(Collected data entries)
PR #8159, opened 2026-05-20
io: advance partially written buffers correctly in `write_all_vectored`

### LINKED ISSUE #8158: tokio-util write_all_vectored can drop data after partial vectored writes
### Description

`tokio_util::io::write_all_vectored` can advance the provided `IoSlice` list incorrectly after a partial `poll_write_vectored` result. The local `advance_slices` helper removes fully written buffers, then re-slices the new first buffer with `&first[..left]`. At that point, `left` is the number of bytes already consumed from that buffer, so the helper keeps the written prefix instead of the unwritten suffix.

### Example

For buffers `[b"ab", b"cd"]`, if `poll_write_vectored` returns `2`, the helper removes the first buffer and then replaces `b"cd"` with `b"cd"[..0]`. The future then sees no non-empty buffers and returns `Ok(())`, silently dropping `b"cd"`.

For buffers `[b"hello", b"world"]`, if `poll_write_vectored` returns `3`, the helper resumes from `b"hel"` instead of `b"lo"`, so subsequent writes can duplicate already-written bytes and skip unwritten bytes.

### Expected behavior

After a partial vectored write, `write_all_vectored` should continue from the unwritten suffix of the current buffer, and should continue with the next buffer when the write count lands exactly on a buffer boundary.

### Suggested fix

Change the helper to retain `&first[left..]`, and add regression coverage for a partial write inside a buffer and an exact buffer-boundary write.

fallintoplace:
Fixes #8158.

## Summary

- Correct `advance_slices` to retain the unwritten suffix after a partial vectored write.
- Add regression coverage for a partial write inside a buffer.
- Add regression coverage for a partial write that lands exactly on a buffer boundary.

## Root cause

The local `advance_slices` helper removes fully written buffers, then adjusts the new first `IoSlice`. At that point, `left` is the number of bytes already consumed from that first remaining buffer, so the helper should keep `&first[left..]`. Keeping `&first[..left]` can duplicate already-written bytes or drop unwritten bytes.

## Tests

- `cargo fmt --check`
- `cargo test -p tokio-util --test io_write_all_vectored --features full`
- `cargo test -p tokio-util --features full`
- `cargo clippy -p tokio-util --test io_write_all_vectored --features full -- -D warnings`

### DIFF
--- a/tokio-util/src/io/write_all_vectored.rs
+++ b/tokio-util/src/io/write_all_vectored.rs
@@ -147,7 +147,7 @@ fn advance_slices<'a>(bufs: &mut &mut [IoSlice<'a>], n: usize) {
 
     *bufs = &mut std::mem::take(bufs)[remove..];
     if let Some(first) = bufs.first_mut() {
-        let buf = &first[..left];
+        let buf = &first[left..];
         // necessary due to limitating in the borrow checker,
         // when tokio MSRV reaches 1.81.0 this entire function
         // can be replaced with `IoSlice::advance_slices`
--- a/tokio-util/tests/io_write_all_vectored.rs
+++ b/tokio-util/tests/io_write_all_vectored.rs
@@ -10,6 +10,55 @@ use std::io::IoSlice;
 use std::pin::Pin;
 use std::task::{Context, Poll};
 
+struct PartialVectoredWriter {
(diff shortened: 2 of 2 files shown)


ADD-SP (approved):
Thanks!

PR #8160, opened 2026-05-20
io: fix write_all_vectored dropping data after partial writes

### LINKED ISSUE #8158: tokio-util write_all_vectored can drop data after partial vectored writes

LeSingh1:
## Motivation

`tokio_util::io::write_all_vectored` can silently drop or duplicate bytes after a partial `poll_write_vectored` result, because the local `advance_slices` helper re-slices the first remaining buffer with `&first[..left]` instead of `&first[left..]`. At that point, `left` is the number of bytes already consumed from that buffer, so the helper keeps the written prefix rather than the unwritten suffix.

For `[b"ab", b"cd"]` with a write count of 2, the helper removes the first buffer and then replaces `b"cd"` with `b"cd"[..0]`. The future sees no non-empty buffers and returns `Ok(())`, silently dropping `b"cd"`. For `[b"hello", b"world"]` with a write count of 3, the helper resumes from `b"hel"` instead of `b"lo"`, duplicating already-written bytes and skipping unwritten bytes.

## Solution

Change the helper to slice the first remaining buffer as `&first[left..]`, matching the behavior of `std::io::IoSlice::advance_slices` (which will replace this helper once the MSRV reaches 1.81.0).

The new `write_all_vectored_partial_writes` test exercises three scenarios that all fail on the current code: an exact buffer-boundary write that drops the next buffer, a partial write inside a buffer that duplicates bytes, and a partial write that spans into the second buffer.

Closes #8158.

### DIFF
--- a/tokio-util/src/io/write_all_vectored.rs
+++ b/tokio-util/src/io/write_all_vectored.rs
@@ -147,7 +147,7 @@ fn advance_slices<'a>(bufs: &mut &mut [IoSlice<'a>], n: usize) {
 
     *bufs = &mut std::mem::take(bufs)[remove..];
     if let Some(first) = bufs.first_mut() {
-        let buf = &first[..left];
+        let buf = &first[left..];
         // necessary due to limitating in the borrow checker,
         // when tokio MSRV reaches 1.81.0 this entire function
         // can be replaced with `IoSlice::advance_slices`
--- a/tokio-util/tests/io_write_all_vectored.rs
+++ b/tokio-util/tests/io_write_all_vectored.rs
@@ -140,3 +140,85 @@ async fn write_all_vectored_with_empty_slice() {
     write_all_vectored(&mut wr, buf).await.unwrap();
     assert_eq!(&wr.buf[..], b"hello");
 }
+
+#[tokio::test]
+async fn write_all_vectored_partial_writes() {
+    // Writer that reports writing only `limit` bytes per call, exercising the
+    // partial write path inside `write_all_vectored`. This is the path that
+    // previously dropped or duplicated bytes when `advance_slices` advanced the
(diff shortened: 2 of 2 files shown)


mattiapitossi:
Thanks for the contribution! The original reported of this issue has already opened a [PR](https://github.com/tokio-rs/tokio/pull/8159) addressing this, so we'll continue the discussion there

LeSingh1:
Thanks @mattiapitossi, makes sense to close in favour of #8159 since the reporter opened it first. Closing.

PR #1425, opened 2020-07-14
Add support for inserting entries with TTL in write bench tool

ahsanbarkati:
This change is [Reviewable](https://reviewable.io/reviews/dgraph-io/badger/1425)

### DIFF
--- a/badger/cmd/write_bench.go
+++ b/badger/cmd/write_bench.go
@@ -65,6 +65,7 @@ var (
 	loadBloomsOnOpen    bool
 	detectConflicts     bool
 	compression         bool
+	withTTL             bool
 )
 
 const (
@@ -101,6 +102,8 @@ func init() {
 		"If true, it badger will detect the conflicts")
 	writeBenchCmd.Flags().BoolVar(&compression, "compression", false,
 		"If true, badger will use ZSTD mode")
+	writeBenchCmd.Flags().BoolVar(&withTTL, "entry-ttl", false,
+		"If true, badger will insert entries with TTL")
 }
 
 func writeRandom(db *badger.DB, num uint64) error {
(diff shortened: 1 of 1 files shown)


badger/cmd/write_bench.go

• **Work item**:
Nothing but a number is expected here: the number of lines in the entries that include the word "keeps".

• **Written response**:
2